C’était mardi, la veille de l’investiture.

Yves Boisvert Yves Boisvert
La Presse

Au crépuscule, Joe Biden s’est amené en tout petit comité devant ce long miroir d’eau dans lequel se réfléchit le monument à Abraham Lincoln.

Une brève prière. Un tout petit discours. Obama fait des discours symphoniques, Biden joue de la musique de chambre.

« Pour guérir, il faut se souvenir », a-t-il dit, tandis qu’on allumait comme 400 000 pierres tombales des lumières le long du bassin.

PHOTO EVAN VUCCI, ASSOCIATED PRESS

Le président Joe Biden et sa femme, Jill, ont participé mardi à une cérémonie pour rendre hommage aux 400 000 victimes de la COVID-19 aux États-Unis.

À la surface, un hommage aux morts de la pandémie.

En vérité, c’est Donald Trump qu’il enterrait.

Pour guérir, il faut se rappeler. Se rappeler que dans ce « Mall » mythique, des foules ont marché pour la liberté. Se rappeler ce qui s’est passé, deux semaines plus tôt.

Avez-vous déjà marché à Washington ? Dans un petit triangle, tous les symboles du pouvoir américain sont plantés, se regardent les uns les autres. À une extrémité, le bon vieux Lincoln sur son trône de marbre observe à l’autre bout le Capitole. Derrière, la Cour suprême et la Bibliothèque du Congrès veillent. Entre les deux, le monument à Washington. Et au sommet du triangle, la Maison-Blanche.

Joe Biden était donc là, en apparence pour commémorer les morts de la pandémie. Et quand on connaît les drames personnels qui ont parsemé sa vie, on ne doute pas de sa compassion. Il sait ce que perdre une personne aimée veut dire.
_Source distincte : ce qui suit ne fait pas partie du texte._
PR #544, opened 2020-10-22
wrap GAP's IsMersenneTwister RNG

rfourquet:
This is a proof of concept of what I was mentioning at https://github.com/oscar-system/GAP.jl/pull/535#discussion_r510148942.

This gives you a Julia handle on GAP's `IsMersenneTwister` objects, named `GAP.MersenneTwister` here. A little demo:
```julia
julia> r = GAP.MersenneTwister()
GAP.MersenneTwister(GAP: <RandomSource in IsMersenneTwister>)

julia> rand(r, 1:9)
8

julia> s = copy(r); rand(r, 1:9) == rand(s, 1:9)
true

julia> rand(r, 1:9, 3)
3-element Vector{Int64}:
 6
 4
 5

julia> copy!(r, s); rand(r, 1:9, 3)
3-element Vector{Int64}:
 6
 4
 5

julia> Random.seed!(r, 123); Random.seed!(s, 123); rand(r, 1:9, 3) == rand(s, 1:9, 3)
true

julia> g = GAP.default_rng() # handle on Globals.GlobalMersenneTwister
GAP.MersenneTwister(GAP: <RandomSource in IsMersenneTwister>)


julia> rand(g, GAP.Globals.SymmetricGroup(9), 3) # ideally, `g` would be the default here, but there is no support (yet) from the `Random` module
3-element Vector{Any}:
 GAP: (1,4,8,9,6,7,3,2,5)
 GAP: (1,5,9,7)(3,6,4,8)
 GAP: (1,7,6,8)(2,5,9,4,3)
```
I didn't write tests yet, nor a wrapper for `IsGAPRandomSource`, but can do so if there is interest for continuing this PR.

### DIFF
--- a/src/adapter.jl
+++ b/src/adapter.jl
@@ -265,6 +265,64 @@ end
 Base.hash(::GapObj, h::UInt) = h
 Base.hash(::FFE, h::UInt) = h
 
+### RNGs
+
+using Random: Random, AbstractRNG, rand
+
+abstract type AbstractGAPRNG <: AbstractRNG end
+
+struct MersenneTwisterState state end
+
+struct MersenneTwister <: AbstractGAPRNG
+    ptr::GapObj
+
+    function MersenneTwister(; state::MersenneTwisterState=MersenneTwisterState(nothing))
+        if state.state === true
+            new(Globals.GlobalMersenneTwister)
+        elseif state.state === nothing
+            new(Globals.RandomSource(Globals.IsMersenneTwister))
+        else
+            new(Globals.RandomSource(Globals.IsMersenneTwister, state.state))
+        end
+    end
+
+    MersenneTwister(seed::Integer) = new(Globals.RandomSource(Globals.IsMersenneTwister, seed))
+end
+
+default_rng() = MersenneTwister(state=MersenneTwisterState(true))
+
+function Random.seed!(rng::MersenneTwister, seed::Integer)
+    Globals.Reset(rng.ptr, seed)
+    rng
+end
+
+function Base.copy!(dst::MersenneTwister, src::MersenneTwister)
+    Globals.Reset(dst.ptr, Globals.State(src.ptr))
+    dst
+end
+
+Base.copy(rng::MersenneTwister) = MersenneTwister(state=MersenneTwisterState(Globals.State(rng.ptr)))
+
+## rand methods
+
+Random.rand(rng::AbstractGAPRNG, x::Random.SamplerTrivial{<:Obj}) = Globals.Random(rng.ptr, x[])
+
+Random.rand(rng::AbstractGAPRNG, x::Random.SamplerTrivial{<:AbstractUnitRange}) =
+    Globals.Random(rng.ptr, julia_to_gap(first(x[])), julia_to_gap(last(x[])))
+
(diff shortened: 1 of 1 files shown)


fingolfin:
I am not sure what the goal of this is... but in general, I'd prefer to keep code in GAP.jl to that what's strictly necessary to access GAP from Julia and vice versa, and some uncontroversial "sugar coating"; but higher level wrappers are something I'd rather see in Oscar.jl. I guess the RNG is a bit of a border case, but e.g. I wouldn't want GAP.jl to depend on AbstractAlgebra.jl.

Hence my question: is there a use case you have in mind for this? or some other compelling arguments for why this should be here, and not e.g. in Oscar.jl?

ThomasBreuer:
@fingolfin My understanding of @rfourquet 's idea is that Oscar would like to have access to `rand` functionality for objects from the involved systems, in a uniform way. In this sense, this pull request provides an interface between Julia's `rand` functions and GAP's `Random` functions. The point seems to be what the right place for this kind of interfaces is. Currently GAP.jl is "the" interface in the middle between Oscar and GAP, and thus one is tempted to put such code there.
One can argue that GAP.jl should provide only a low level interface, then we have to think about a suitable place for higher level code.

rfourquet:
So first, this was a "proof of concept" to help explaining what I had in mind in the comment I linked in the OP, where you were asking how to "capture the current RNG state". 
Otherwise, I agree with what @ThomasBreuer said above.

To give a concrete example, we have in Oscar.jl the following method: ` Base.rand(x::GAPGroup)`, which uses GAP's global RNG.It doesn't follow the `Random` API, so of course it doesn't mean it's not useful, but it's limited. One idea would be to
1. define this method as as expected by the Random API: ` Base.rand(rng::GAP.MersenneTwister, x::Random.SamplerTrivial{GAPGroup})`.
2. have something like https://github.com/JuliaLang/julia/pull/38043 merged in Julia so that `rand(gapgroup)` can fall back to `rand(GAP.GlobalMersenneTwister, x)`

1) alone already gives some advantage (e.g. you can create an array of thing with the usual `rand` syntax), but it forces to pass an explicit RNG. 
For 2) I don't how likely this is going to be merged in Base. If not, or in the meantime, it's still possible to keep the `Base.rand(x::GAPGroup)` definition around. 

I personally find that this code fits in GAP.jl, but I don't really mind. And anyway, in isolation, I don't know if it's very useful to merge this change; I think this should go in tandem with making (few) changes in Oscar.jl as highlighted above, i.e. allowing passing an explicit RNG to `rand` methods using GAP's random generation.

ThomasBreuer:
Meanwhile there is the directory `Oscar.jl/src/GAP`, intended for code that belongs to the interface between GAP and Oscar but on a higher level than the GAP-Julia interface provided by GAP.jl.
Would this be an appropriate place for the code from this pull request?

ThomasBreuer:
Taking the current discussion on using GAP and Julia random sources in both systems, and the use cases from GroupsCore.jl, I think that the changes from this pull request should become part of GAP.jl. @fingolfin Shall we merge the pull request?

fingolfin (approved):
@ThomasBreuer if you want to merge this, fine by me! I've just rebased it.

Issue #545, opened 2020-10-22
Regression through commit `fix conversion of strings containing null characters`


mohamed-barakat:
Commit d2f51deaa30f introduces the following behavior:
```
julia> using GAP

julia> GAP.julia_to_gap("𝓞(1)")
GAP: "𝓞"
```

This leads to this [issue](https://github.com/homalg-project/HigherHomologicalAlgebra/issues/14).

PR #547, opened 2020-10-22
fix string conversion

ThomasBreuer:
Use `sizeof` not `length` in order to get the number of bytes in a string.

This fixes the problem from issue #545.


mohamed-barakat (approved):

mohamed-barakat:
Thank you very much @ThomasBreuer.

Mais ce n’est évidemment pas que du coronavirus qu’il veut guérir ce pays. C’est de la rage cultivée par Trump.

Se souvenir… c’est aussi se souvenir de la fragilité de la démocratie quand on la tient pour acquise. Ce n’étaient plus seulement des mots, ce n’était plus seulement la haine, le 6 janvier ; c’était une meute venue faire taire les élus, dérailler une élection. Élus dont certains, eux-mêmes, refusaient le résultat d’une élection juste.

De cette maladie-là aussi, il faut se souvenir, pour guérir.

C’était une minuscule cérémonie. Mais c’était une cérémonie grandiose.

À quelques centaines de mètres de la Maison-Blanche, Joe Biden a planté un cimetière sublime comme un cauchemar pour la dernière nuit de Donald Trump dans un lit de président.

C’était infiniment paisible et délicat en apparence. C’était magnifiquement brutal en vérité. C’était génial.

Dans le silence qui a suivi ces quelques mots, toute cette année terrible, toute cette incompétence, et pire encore cette indifférence, bref toute cette noirceur est remontée.

Comment mieux enterrer cette présidence sinistre que par un rite compassionnel ?

Comment mieux répondre à la rage que par ce silence bouleversant ?

Après tant de bruit, après tant de fureur, après tant de haine dans le discours, ce silence émouvant était une réplique imparable. Terminale.

Pour guérir, il faudra se souvenir…

Pour guérir, il faut commencer par faire entendre le retentissant son du silence.